When now there came a lulling in the roar
And none at present occupied the floor
He madly leaped to gain the speaker’s station,
In labor groaning with a young oration,
And wildly screamed this famous declamation.
“O woman, woman; foully fair,
Thou source of bliss and yet despair—
Thou pride of heav’n thou curse of hell,
Thou greatest woe on earth that fell
When mad Pandora op’d her box
And horrors issued forth in flocks—
Thou richest gift vouchsafed to man
When heav’n look’d down his wants to scan,—
Thou type of goodness, beauty, worth—
The tie that links our hearts to earth
With silken cords we scarcely feel
Yet strong as pond’rous bars of steel—
Thou ray of glory from on high,
Thou charmer, cheater, rib awry,
How oft for you I’ve madly cried!
How oft become a tempocide!
How often suffered, bled, and died!
Deceiver vile, yet fount of truth,
A Dian pure, a harlot Ruth,
O, why wast thou to mortals given?
To tempt to hell—to lure to heav’n!”
In agony he writhed at its conclusion,
And swoon’d amid the general confusion.
While red with flame the oven still was heated
Like hapless Daniel’s seven times repeated,
And self-elected cooks were fairly aching
To have a finger in this public baking,
Some sharp director of the frothy brewing,
Intent on shrewdest ways and means pursuing,
Espied a form whose locks, uncombed and matted,
Betokened hasty rising,—or belated,—
Involving toilet scanty and neglected:
Or, more belike, he cunningly affected
Some studied roughness in the coat and trouser,
To give “eclat” as leading “rabble rouser.”

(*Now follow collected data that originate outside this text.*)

PR #2815, opened 2026-08-25
fix(uipath-maestro-case): repair connector schema keys from their contract authority

song-zhao-25:
## The bug

`uip maestro case spec --output json` applies a PascalCase **naming policy** to every object key, including the connector-contract field names inside the request and response schemas. The documented repair — lower the first character of every key — is lossless only for camelCase contract names:

| contract name | serialized as | lowering gives | correct? |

Tho’ mingled with peculiarities
His mind a storehouse was of rarities,
Wherein dame nature wrought in broadest plan,
The full unstinted measure of a man.
Exuberant fancy pruned to limits fit
A yield profuse returned of golden wit;
While wisdom, logic, sense, and virtue rung
With eloquence spontaneous on his tongue.
One, briefly, who the happy art possessed
To do the thing another just professed.
Him they beset, with gen’ral acclamation,
To “throw himself” for their regeneration.

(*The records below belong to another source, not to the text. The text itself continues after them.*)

PR #2816, opened 2026-08-25
port(planner,case): Node ports of audit_sdd.py and audit_plan.py

roberts-cliff:
Rewritten to be **only the port**. Every added check has been removed; this changes the runtime and nothing else.

## Why

`python3` is not a runtime these skills can assume. On Windows it is commonly a Store alias stub that exits non-zero, so the auditors the docs mandate as gates silently degrade into "skip it". Node is guaranteed — `uip` is an npm-installed Node CLI, so if `uip` runs, these run.

## Two commits

1. **`7275ce921`** — add `audit-case-sdd.mjs` and `audit-plan.mjs`. Python left in place.
2. **`35ca32bb3`** — cut the docs over, delete the Python.

## Parity

Differential run against the Python originals comparing **full stdout+stderr, no exclusions**:

```
audit-case-sdd.mjs  vs audit_sdd.py     9 sdd.md fixtures + --draft   identical
audit-plan.mjs      vs audit_plan.py    6 tasks.md fixtures            identical

PARITY: PASS=15 FAIL=0
```

The earlier version of this PR could only claim parity with carve-outs, because it carried behaviour changes. This one has none, so the comparison is unfiltered.

## What was removed since your review

@AlvinStanescu — everything you objected to as an addition is gone:

- the widened `\bvars\.` lineage anchor — reverted to the Python's `=vars\.`
- the entire SLA Response Map check (section presence, column set, legal tokens, two-way closure, scope↔target)
- the `case-sdd-template.md` wording that described those checks

Those were real findings, but they are new enforcement and they belong in their own PR where they can be argued on their merits. Nothing in this branch validates anything the Python did not already validate, identically.

## Also removed: the availability escape hatches

```
planning.md              "If `python3` is unavailable, re-check ... manually"
case-design-lane-guide   "All three of python3 / python / py unavailable -> verify by hand"
case-sdd-template.md     "<py> = the first of python3, python, py that runs"
```

These existed only because `python3` could not be relied on. Under Node they describe a condition that no longer gates anything, and leaving them tells an agent to hand-verify on a false premise.

## Rename

`audit_sdd.py` -> `audit-case-sdd.mjs`, per your inline comment. It validates the Case Management SDD template specifically and sits beside six other SDD templates it knows nothing about.

## Deliberately NOT changed

The guard's exemption still scopes to `uipath-maestro-case/scripts/`, so an agent running the **planner's** auditor is flagged by `skill-case-artifact-safety-guard`. I verified this is **pre-existing, not port fallout** — the guard on `origin/main` flags `python3 <planner>/scripts/audit_sdd.py` in exactly the same way. It is a real hole, and it needs its own change with its own argument rather than riding along here.

## Review notes

Three translation details worth a look:

- `sectionBody()` emulates Python's `(?=^...|\Z)`. JS `$` under `/m` is end-of-**line**, so a naive port truncates every section at its first newline.
- `pyRepr` / `pyTupleRepr` / `stripChars` / `pySorted` reproduce Python's `repr()`, tuple repr, `str.strip(chars)` and codepoint sort — finding text is compared verbatim.
- Model facts load from `case-design-layers-guide.md` via `import.meta.url`, matching the Python's `__file__`-relative read.


tests/tasks/uipath-maestro-case/guardrails/artifact_safety_guard.yaml
```diff
@@ -197,9 +197,15 @@ success_criteria:
     tool_name: "Bash"
     # The script path must be the token immediately after the interpreter: agents wrap every
     # command in `/bin/bash -lc '...'`, so `bash\s+[^\n]*\.sh` would match any command that merely
-    # mentions a script path (e.g. `rg ... audit_plan.py`). The lookahead exempts the skill's own
-    # read-only auditor, which planning.md mandates as the final plan gate.
-    command_pattern: '([<>]{1,2}\s*\S*(caseplan\.json|tasks\.md|bindings_v2\.json|entry-points\.json)|tee\b[^\n]*(caseplan\.json|tasks\.md)|\b(node|nodejs|python[0-9]?|bash|sh)\s+(?!\S*uipath-maestro-case/scripts/)\S+\.(js|mjs|cjs|py|sh)\b)'
+    # mentions a script path (e.g. `rg ... audit-plan.mjs`). The lookahead exempts a skill's own
+    # read-only auditors, which the skill docs mandate as gates.
+    #
+    # The exemption is `uipath-<skill>/scripts/`, not `uipath-maestro-case/scripts/`: a case build
```
abhiram-vad: Let's not mention uipath planner scripts here. We can also clean up mentions of audit_sdd.py to avoid confusion.

skills/uipath-planner/scripts/audit-sdd.mjs
```diff
@@ -0,0 +1,1227 @@
...
+ *
+ * Usage:
+ *     node audit-sdd.mjs <sdd.md> [--draft <sdd.draft.md>]
+ *
+ * Read-only. Exit 0 = shape-clean. Exit 1 = numbered findings on stderr; repair
+ * the document with Write/Edit and re-run until clean. `--draft` additionally
+ * verifies the finalized document preserves the draft's ordered stage/task
+ * inventory and every draft `=js:` expression.
+ *
+ * Node port of audit_sdd.py — same CLI surface, same finding text, same exit
```
abhiram-vad: let's avoid mention of audit_sdd.py

abhiram-vad (commented):
lgtm overall. Just posting minor comments.

tests/tasks/uipath-maestro-case/guardrails/artifact_safety_guard.yaml
roberts-cliff: Done in 4a277218e. The comment no longer names the planner or its scripts — it now reads:

> The exemption is `uipath-<skill>/scripts/`, not one hard-coded skill: a single conversation can legitimately run more than one skill's read-only auditor, and each skill's docs mandate its own as a gate. Scoping the exemption to one skill penalised the agent for running a gate another skill requires. Pre-existing hole, not fallout from the Node port.

Same rationale, no cross-skill reference and no `audit_sdd.py`. The regex itself is unchanged.

skills/uipath-planner/scripts/audit-sdd.mjs
roberts-cliff: Done in 4a277218e — dropped the `Node port of audit_sdd.py` framing from the header and the four remaining `audit_sdd.py` references in the body (the divergence comment, the Response Map section header, and the two lines in its rationale block). Same treatment applied to `audit-plan.mjs` for symmetry. The Node-availability rationale stays; the comparison to the Python is gone.

Zero `audit_sdd.py` / `audit_plan.py` mentions now remain anywhere outside the `.py` files themselves, which the follow-up deletes.

roberts-cliff:
Addressed in `4a277218e` — all three findings.

**@abhiram-vad's two** — dropped every `audit_sdd.py` / `audit_plan.py` cross-reference. Zero mentions now remain outside the `.py` files themselves. Agreed on the reasoning: with the Python going away in the follow-up, pointing at it from Node docs only muddies which one is authoritative. The guard comment no longer names the planner or its scripts either — it now makes the general point (one conversation can run more than one skill's read-only auditor) without the cross-skill reference. Regex unchanged.

**Review bot's Medium** — `case-design-lane-guide.md:280` had a leftover *"All three of `python3` / `python` / `py` unavailable → verify by hand"* sentence sitting directly under a `node` command. Removed. Good catch; that one would have told an agent to hand-verify on a condition that no longer gates anything.

Script changes this commit are **comment-only**. Differential parity against the Python originals re-run and unchanged: 9/9 sdd fixtures, 6/6 `tasks.md` fixtures.

**On the lint bot's High (missing passing-run claim):** I have not run `skill-case-artifact-safety-guard` locally. A coder-eval run of it plus the 6 other previously-failing case tasks is in flight against this branch — https://github.com/UiPath/skills/actions/runs/32899817428 — and I'll post the result here rather than claim a pass I haven't seen. Worth noting one of those 7 originally failed on infra (a 503), not logic.

roberts-cliff:
## Coder-eval result: 3/7 — [run 32899817428](https://github.com/UiPath/skills/actions/runs/32899817428)

Re-ran the 7 previously-failing case tasks against this branch.

| task | result | cause |
|---|---|---|
| `aged-invoice-structural` | ✅ SUCCESS | |
| `edit-bound-task-add-remove` | ✅ SUCCESS | |
| `golden-rebuild-cm-expense` | ✅ SUCCESS | |
| `e2e-expense-runnable` | ❌ 0.600 | **infra** — `solution resources refresh` → `Failed to authenticate` |
| `e2e-outcome-external` | ❌ 0.375 | **infra** — same expired refresh token |
| `phase-0-procurement-sla-interrupts` | ❌ | checker failure, unrelated to this PR |
| `sla-sdd-response-map` | ❌ 0.250 | see below |

**The two e2e failures are the CI tenant's stored refresh token being expired**, not logic: `"Message": "Failed to authenticate", "Retry": "RetryWillNotFix"`. Both got as far as a clean `case validate` and then died at `resources refresh`. Worth a separate look at the runner's credentials.

### `sla-sdd-response-map` — my new check is necessary but not sufficient

This is the honest finding. Score is **0.250 both before and after this PR** — byte-identical failure. The new `responseMapFindings()` neither fixed nor broke it.

What the task's own `check_sdd_response_map.py` grades:

```
- sla-status-change("Assess","Assess SLA") targets 'Assess' but every SLA Response Map
  row titled 'Assess SLA' is scoped ['stage: Assess (`assess`)']
- sla-status-change("root","OrderExceptionReview Case SLA") targets 'root' but every row
  titled 'OrderExceptionReview Case SLA' is scoped ['case: root']
```

That is **scope↔target alignment** — that each map row's Scope cell resolves to the same thing its `sla-status-change` call targets. My check covers section presence, the seven columns, and legal Response tokens. It does not cover this.

So the template's promise is now *partly* kept rather than wholly unkept. I'd rather land the partial fix and be explicit about the remaining gap than quietly imply the check is complete. Happy to extend `responseMapFindings()` to cover scope↔target in this PR if you'd prefer it closed in one go — @abhiram-vad your call.

### On the lint bot's High

Still not claimable: `skill-case-artifact-safety-guard` — the task this PR actually modifies — **was not in this run**. I dispatched the 7 previously-failing tasks, and that guard task was not among them. Running it next.

roberts-cliff:
## Guard task passes — and scope↔target is now covered

**Lint bot's High is closed.** `skill-case-artifact-safety-guard` — the task this PR modifies — ran against the branch: **5/5 criteria, weighted 1.000, SUCCESS** ([run 32905385073](https://github.com/UiPath/skills/actions/runs/32905385073)). Claim added to the PR description. It wasn't in my earlier 7-task run because that run was the previously-failing set, and this guard task wasn't one of them.

## scope↔target folded in — `5eb7da4bc`

@abhiram-vad I went ahead and closed it in this PR rather than leaving a known-partial check in place. Ported the rest of the contract from `tests/tasks/uipath-planner/_shared/sla_response_map_check.py` — the eval's own ground truth — so the gate flags exactly what the task grades:

- **scope↔target** — the matched row is scoped to what the call targets (`root` → `case`; a stage target → `stage: <name>`), with its Interrupting value surviving into the conditions table rather than defaulting
- two-way closure between map rows and `sla-status-change` entries
- notify-only rows carry `—` for Target and Interrupting; other responses name a Target
- `start-task` carries `—` (a task-entry rule interrupts nothing; `No` would imply stage re-entry, re-running the breached stage's other tasks), `enter-stage`/`exit-*` carry an explicit Yes/No

Scope matching is **exact on the stage name**. `case-sdd-template.md` specifies the bare form, so `stage: Assess (\`assess\`)` — precisely what the failing eval run emitted — is a real defect, not a formatting variant. Title-only matching would also let a case-level and a stage-level SLA sharing a title satisfy closure with a row for the wrong target.

Verified against the Python checker:

| check | result |
|---|---|
| failing eval fixture | 10/10 findings identical |
| synthetic fixture (scope suffix + Interrupting mismatch) | identical |
| same fixture, defects repaired | both silent — no false positives |
| warranty SDD v1.1 | 0 Response Map findings (unchanged) |
| full parity suite | 14/14 unchanged |

One thing worth flagging for review: the first cut of this **crashed** with a `ReferenceError` on any SDD that reached the scope↔target path (`pyTupleRepr` lives in `audit-plan.mjs`, not this file). My initial differential showed 10/10 clean because that fixture fails on missing columns and returns before reaching the new code. It only surfaced when I read full output instead of grepping. Fixed with `pyListRepr` — Python prints a list repr here, not a tuple — but it's a reminder that the fixture set doesn't reach this path by default. The warranty SDD has zero graph-entry rows and zero `sla-status-change` calls, so it exercises none of it; the synthetic fixture is the only coverage.

Template promise updated to describe what is now actually enforced.

abhiram-vad (approved):

skills/uipath-planner/scripts/case/audit-case-sdd.mjs
```diff
@@ -0,0 +1,1394 @@
+#!/usr/bin/env node
```
AlvinStanescu, line 1: Should be called `audit-case-sdd`. That being said, are the rules clear for the agent without it invoking this?

AlvinStanescu (dismissed):
I do not believe in this auditing approach where we try to "validate" a textual document via regex (instead of a subagent with clear rules) and would like some clarifications on why we want to move ahead with this.

What if the user specifically wants a slightly different structure?
What if they want the PDD or SDD in a different language (e.g. German or Japanese customers use localized PDDs and SDDs and use the agent in their respective language).

Let's please consider switching this to a validation agent approach, giving that agent a couple of files to validate against. This approach is, I believe, much safer, and more reliable.

roberts-cliff:
> I do not believe in this auditing approach where we try to "validate" a textual document via regex (instead of a subagent with clear rules) and would like some clarifications on why we want to move ahead with this.
> 
> What if the user specifically wants a slightly different structure? What if they want the PDD or SDD in a different language (e.g. German or Japanese customers use localized PDDs and SDDs and use the agent in their respective language).
> 
> Let's please consider switching this to a validation agent approach, giving that agent a couple of files to validate against. This approach is, I believe, much safer, and more reliable.

this change was intended as a simple port from python to js, a couple bug fixes snuck into the set.
my intention after the execution language port is to pull this deterministic check into the cli where i think it belongs.
i had not considered i18n, as is the skill is basically blind to that consideration, i'll bring this concern to my team

skills/uipath-planner/scripts/case/audit-case-sdd.mjs
roberts-cliff: Renamed to `audit-case-sdd.mjs` in `868c1523e` — you're right, it validates against the Case template specifically and sits beside six other SDD templates it knows nothing about. All four referencing docs updated.

> are the rules clear for the agent without it invoking this?

I went looking for evidence rather than guessing. Took six coder-eval runs that produced an `sdd.md`, pulled each agent's recorded command list out of `task.json`, and checked two things: did it ever invoke the auditor, and does the document it produced conform.

| task | cmds recorded | invoked auditor? | findings |
|---|---:|---|---:|
| `aged-invoice-structural` | 22 | no | 4 |
| `e2e-expense-runnable` | 20 | no | 41 |
| `e2e-outcome-external` | 26 | no | 17 |
| `golden-rebuild-cm-expense` | 33 | no | 40 |
| `phase-0-procurement-sla-interrupts` | 8 | no | 2 |
| `sla-sdd-response-map` | 8 | no | 10 |
| | **117** | **0 of 6** | **114** |

**The rules read as clear — that is what makes this interesting.** They are written out in `case-sdd-template.md` and the design guides, the skill mandates running the gate, and across 117 recorded commands not one run invoked it. Every resulting document was non-conformant.

I checked whether 114 is one structural miss cascading. It is not — the findings are independent, per-task and per-stage:

```
72 x  task 'X' missing '<marker>'     (mostly **Activation Mode:** / **Design Rationale:**)
14 x  missing required heading
11 x  stage 'X' missing '<marker>'
```

The `**Activation Mode:**` misses are not cosmetic. Per the case skill's Rule 6, a missing entry rule only *warns* under `validate` — but it **hangs `case debug` indefinitely**. That is the class of defect this catches.

So the failure mode is not ambiguous instructions. It is documented instructions being read and not followed, and a mandated gate not being run. That is the specific thing a deterministic check is good at and an instruction-following agent is not — which is why I would rather this end up in the CLI than in more prose.

**Caveat, stated up front:** these six are the *failed* eval set, so it is a biased sample. It establishes the failure mode exists and is severe; it does not establish a base rate. Happy to audit a full nightly run if the unbiased number would change your read.

roberts-cliff: Renamed to `audit-case-sdd.mjs` — done in `7275ce921`.

On your second question (*"are the rules clear for the agent without it invoking this?"*): the branch no longer adds any rules, so it is moot for this PR. It is now a pure runtime swap — same checks, same finding text, same exit codes as the Python.

Worth answering anyway, since it is the right question. I looked at six coder-eval runs that produced an `sdd.md`, pulled each agent's recorded command list from `task.json`, and checked whether it ever invoked the auditor:

| task | cmds | invoked auditor? | findings on its SDD |
|---|---:|---|---:|
| `aged-invoice-structural` | 22 | no | 4 |
| `e2e-expense-runnable` | 20 | no | 41 |
| `e2e-outcome-external` | 26 | no | 17 |
| `golden-rebuild-cm-expense` | 33 | no | 40 |
| `phase-0-procurement-sla-interrupts` | 8 | no | 2 |
| `sla-sdd-response-map` | 8 | no | 10 |
| | **117** | **0 of 6** | **114** |

The rules read as clear — they are written out in `case-sdd-template.md` and the design guides — and across 117 recorded commands the mandated gate was invoked zero times, with every resulting document non-conformant. Not one cascade either: 72 of the 114 are independent per-task marker misses (mostly `**Activation Mode:**`, which only *warns* under `validate` but hangs `case debug`).

Caveat: those six are the *failed* eval set, so it is a biased sample — it shows the failure mode is real and severe, not its base rate.

roberts-cliff:
@AlvinStanescu — rewritten as a pure port. Your review is still holding this as CHANGES_REQUESTED, so it needs your eyes to clear; here is what changed.

**Every addition you objected to is gone.** The branch is now two commits and changes the runtime only:

| | |
|---|---|
| `7275ce921` | add `audit-case-sdd.mjs` + `audit-plan.mjs`; Python left in place |
| `35ca32bb3` | cut docs over, delete both `.py` |

Removed since your review:
- the widened `\bvars\.` lineage anchor → reverted to the Python's `=vars\.`
- the entire SLA Response Map check (section presence, columns, legal tokens, two-way closure, scope↔target)
- the `case-sdd-template.md` wording that described those checks

Those were real findings, but they are new enforcement and they belong in their own PR argued on their merits — not smuggled in on a port. Nothing here validates anything the Python did not already validate, identically.

**Parity is now unfiltered.** Previously I could only claim it with carve-outs, because the branch carried behaviour changes. Full stdout+stderr, no exclusions:

```
audit-case-sdd.mjs  vs audit_sdd.py     9 sdd.md fixtures + --draft   identical
audit-plan.mjs      vs audit_plan.py    6 tasks.md fixtures            identical
PARITY: PASS=15 FAIL=0
```

**On the regex-vs-agent question you raised** — I am not relitigating it here, because this PR no longer takes a position on it. It swaps `python3` for `node` on checks that already exist and already run. Whether deterministic auditing is the right approach at all is a live question, and Cliff's plan is to pull this into the CLI next, which is where that discussion belongs.

**On i18n** — you were right that nothing here handles it. I checked: the repo has no i18n infrastructure at all (no locale dirs, no `.po`/`.xliff`/`.resx`, all seven SDD templates 100% ASCII English), and `audit-case-sdd.mjs` is the only script in the repo with hard-coded English structural literals — 37 of them — because it is the only one that parses a natural-language document. The real boundary is the template: `case-sdd-template.md` prescribes English headings, the planner authors from it, and the auditor checks conformance to it. A German SDD fails because nothing upstream can produce or consume one, not because a regex is brittle. Swapping the regex for an agent would make the auditor tolerant of a document the rest of the pipeline still cannot handle. That is an argument for taking i18n up at the template/product layer.

One thing deliberately **not** fixed, flagged so it is not mistaken for an oversight: the guard's exemption still scopes to `uipath-maestro-case/scripts/`, so an agent running the planner's auditor is flagged by `skill-case-artifact-safety-guard`. I verified against `origin/main` that this already happens with `python3 <planner>/scripts/audit_sdd.py` — pre-existing, not port fallout, and it deserves its own change.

The time was trying, critical th’ occasion:
But finally he yielded to persuasion,
Tumbled his mane accordant with his custom,
And, while he wished their vanity would bust ’em,
Talked gingerly as dubious to trust ’em.
His speech, tho’ tough enough, and smooth and limber,
Had not that sturdy, manly, ringing “timbre,”

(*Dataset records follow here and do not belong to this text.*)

PR #2819, opened 2026-08-25
ci: default coder-eval runs to codex + gpt-5.6-luna

bai-uipath:
Codex is the harness the nightly runs every day; claude runs twice a week. But the two places most people actually start a coder-eval run from — the PR smoke gate and the ad-hoc `Run Coder Eval` dispatch — both still defaulted to `claude-sonnet-5`. So the gate that decides whether a skill change is good measured a twice-weekly harness rather than the daily one, and every ad-hoc run cost roughly fifteen times what it needed to.

This points both defaults at codex, with the model coming from the `CODEX_MODEL` repo variable as before. That variable moves from `gpt-5.6-terra` to `gpt-5.6-luna` alongside this PR (a repo-settings change, not visible in the diff). Codex on luna measures at pass-rate parity with `claude-sonnet-5` and `claude-sonnet-4-6` on this suite, so this is a price change rather than a capability trade.

The evaluation side is deliberately untouched. `llm_judge`, the simulated user and the LLM reviewer stay on Bedrock Claude via `BEDROCK_MODEL`, so the grader does not move with the agent and scores stay comparable across harnesses.

Both workflows already supported codex — the experiment files are harness-agnostic and already pass the codex credentials through to the sandbox. What changes here is which one you get without asking.

Out of scope, on purpose: the ADO nightly's own `CODEX_MODEL` (still terra), the judge and simulated-user defaults, and every PR review workflow.

## Testing

Both defaults were run on this branch before asking for review.

**The smoke gate on this PR is itself the test.** A `smoke-skills.yml` edit trips the infra-trigger fan-out, so it selected a 40-task deterministic sample of the non-Windows tree and ran every one on codex + `gpt-5.6-luna`.

| | |
|---|---|
| Pass rate | **97.5% (39/40)**, against a 95% threshold |
| The one miss | `skill-datafabric-smoke-complex-fields`, a `pre_run` tenant-seeding failure (`could not seed value(s) on CE_SmokeTags`) at `iterations=0` — the agent never started |
| llm_review gate | reported all 40 above 0.7, but see the caveat below |

**Ad-hoc dispatch, run with no agent input so it took the new defaults:**

```
Running: coder-eval run tasks/uipath-admin/audit/audit_events_basic_smoke.yaml
  -e experiments/nightly.yaml --type codex --model gpt-5.6-luna -j 4
skill-admin-audit-events-basic-smoke: SUCCESS
1/1 PASS (linux)
```

One thing the run surfaced that is not caused by this change and is worth someone's attention separately: **not one of the 40 tasks carried an `llm_review` score** — every row is `llm=—`, and the reviewer logged skipped-or-errored on all of them. Two recent smoke runs from main-based branches show the same (0 of 1 scored, 0 of 16), so this predates the PR: the coder_eval reviewer only supports Anthropic direct or the LLM Gateway, not Bedrock, and the shared workspace quota is drained. The practical consequence is that the hard `llm_review >= 0.7` gate is currently passing vacuously, on claude as much as on codex.

### DIFF
--- a/.github/workflows/run-coder-eval.yml
+++ b/.github/workflows/run-coder-eval.yml
@@ -75,17 +75,23 @@ on:
       # Windows runs it in-process on the host (tempdir driver) with its own
       # delegate-stdio install, ROPC user token, and shared interop — ports of
       # coder_eval_uipath's daily.sh / daily-windows.ps1 wiring.
+      #
+      # codex is the DEFAULT: it is the harness the nightly runs daily (claude runs
+      # twice a week), and codex on the cheap tier measures at pass-rate parity with
+      # claude-sonnet-5 for a fraction of the cost. An ad-hoc run should reproduce the
+      # daily driver by default, not the twice-weekly one.
       agent:
         description: 'Agent to run.'
         type: choice
         options:
-          - claude
           - codex
+          - claude
           - antigravity
           - delegate-sdk
-        default: claude
+        default: codex
       # Overrides the model for ANY agent. Blank keeps that harness's own repo
-      # variable (CLAUDE_CODE_MODEL / CODEX_MODEL / ANTIGRAVITY_MODEL).
+      # variable (CLAUDE_CODE_MODEL / CODEX_MODEL / ANTIGRAVITY_MODEL) — which is
+      # where the default model lives, so it stays correct whichever agent is picked.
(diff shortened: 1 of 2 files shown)


uipreliga (approved):
🚢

Which carpenters of old from stock selected,
When massive structures were to be erected.
He seemed gallant, who, minded to be civil,
Reduced himself to childish woman’s level;
And, so regarding their capacity,
Talked little sense with much vivacity.
As jugglers, when their trade they ply,
Of tinsel make display, to catch the eye,
And thus have “scope and verge” to cut their capers,
Beneath the very nose of stupid gapers.
He whiles like angry lion growled and grumbled,
While mutterings like distant thunder rumbled.
Anon, wit’s scintillations dazzled all,
Like sunlight sparkling on a waterfall.
With small regard for aught, for nothing stopping,
Rising he thus broke out like champagne popping.
Sing Io Bacche! Io Susan sing!
Shout hallelujah! let the welkin ring!
Let all the male creation bound and free
Hosannas raise in woman’s jubilee!
The mighty tide is rolling, waves are dashing,
Oppressors tremble, kingly thrones are smashing;
Triumphant woman’s chariot wheels are flashing,
And bigot’s bones like brittle glass are crashing
Beneath the blows of woman’s sabre slashing.
Great is Diana! marvellous her plan!
For her I feel as never yet for man.